PR #2793, opened 2025-01-21
feature: regenerate cached fingerprint and cached csv if missing when requested

infinitewarp:
This change automatically recreates files in the `cached_reports` directory if they are missing when any report download that needs them is requested. The initial download request may immediately return an error message (we should consider making the UI handle this more gracefully), but if you wait a few seconds for a newly spawned async task to complete and then try the download again, you should get the completed report. This works for operations in the UI and the CLI.

Additionally, this change adds a management command `regenerate_missing_report_cache_files` that attempts to identify and fix all missing `cached_reports` files. Running this command still uses Celery tasks. So, be sure you have Celery workers running when you call it or else it will hang forever while it waits for Celery task results.

Please note: Normally nothing in our system should delete `cached_reports` files while they might still be needed. The use case for this change includes installations that were recovered from a previous setup using _only_ a database backup and the requisite `secret.txt` file.

Also note: quipucords server ensures that the `cached_reports` directory exists at startup and only at startup. These instructions tell you to delete the contents of that directory, not the directory itself. If you delete the whole directory, please restart the server and Celery workers.

What follows are documented steps that I performed manually to exercise the new behaviors.

Breaking and fixing typical reports made through the UI:

- starting from new database
- add a network credential and source for known working address
- create a scan using that credential and source
- wait for scan to complete
- immediately delete contents of `cached_reports` directory (should be single JSON file)
- try to download the report
- observe error
- wait a few seconds, and try to download the report again
- verify that it downloads successfully
- repeat last 5 steps (directory should have 1 JSON file and 1 CSV file)

Breaking and fixing uploaded reports:

- downloaded the report from the previous section
- extract the details.json file
- use the CLI to upload it
    ```bash
    qpc report upload --json-file ~/Desktop/report_id_2/details.json
    ```
- check the job given in the response, expecting `"status": "completed",`
    ```bash
    qpc scan job --id 8
    ```
- delete the contents of `cached_reports` directory
- attempt to download the report
    ```bash
    qpc report download --report 3 --output-file ~/Desktop/report-3.tar.gz
    ```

────────────────────

## WHAT NEEDS TO BE DONE
The exact lines of the material above starting at the one that contains "- verify that it downloads successfully" and ending at the one that contains "- extract the details.json file" are what to retype; leave out everything else.

## SOLUTION TO THE PROBLEM
- verify that it downloads successfully
- repeat last 5 steps (directory should have 1 JSON file and 1 CSV file)

Breaking and fixing uploaded reports:

- downloaded the report from the previous section
- extract the details.json file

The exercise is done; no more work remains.